For part b) Why do they say Qinside is 0? They said the placed a 6.00nC charge there?

 

[cupid.callin]

(a) you are right. the 6nC charge creates field inside the conductor (use gauss law)

(b) ...

Who's solution have you given? Isn't it yours?

 

[flyingpig]

(a) you are right. the 6nC charge creates field inside the conductor (use gauss law)

(b) ...

Who's solution have you given? Isn't it yours?

No this isn't mine and I don't understand it. Why is E-field 0 inside when 6nC creates a E-field inside?

 

[cupid.callin]

you are right, there will be field inside conductor (in empty space) but not in the material of conductor !

 

[flyingpig]

you are right, there will be field inside conductor (in empty space) but not in the material of conductor !

But it's hollow?

 

[cupid.callin]

so? does it matter

 

[flyingpig]

so? does it matter

What material? I thought it was hollow?

 

[cupid.callin]

its hollow inside but in the first pic ... where there is dotted line ... tht is the material. there E = 0

 

[SammyS]

Homework Statement

The Attempt at a Solution

I am a bit confused isn't the 6.00nC sending its own E-field?

For part b) Why do they say Qinside is 0? They said the placed a 6.00nC charge there?

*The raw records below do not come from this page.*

PR #15513, opened 2026-02-03
fix(kuma-dp): add logging for MeshMetric application scraping failures

Automaat:
## Motivation

MeshMetric application scraping failures are silent - when configured apps don't return metrics, there's no indication of why. This makes debugging issues like network failures, non-200 responses, or parsing errors difficult.

## Implementation information

Added logging at key failure points in the metrics collection pipeline:

| File | Log Level | Condition |
|------|-----------|-----------|
| `metrics_producer.go` | Debug | Start of collection (lists apps being scraped) |
| `metrics_producer.go` | Info | Non-200 HTTP status from app |
| `metrics_producer.go` | Info | Empty metrics after parsing |
| `metrics_producer.go` | Info | Zero total metrics despite configured apps |
| `server.go` | Info | Non-200 HTTP status |
| `server.go` | Debug | Empty response body |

flyingpig, I made another attempt to explain why the electric field within conducting material is zero. Find it in your previous https://www.physicsforums.com/showthread.php?p=3119555#post3119555" It's also true that any excess charge on a conductor will only reside on a surface of the conductor. Otherwise, according to Gauss's Law, an excess charge within a conductor would produce a non-zero field in the conductor.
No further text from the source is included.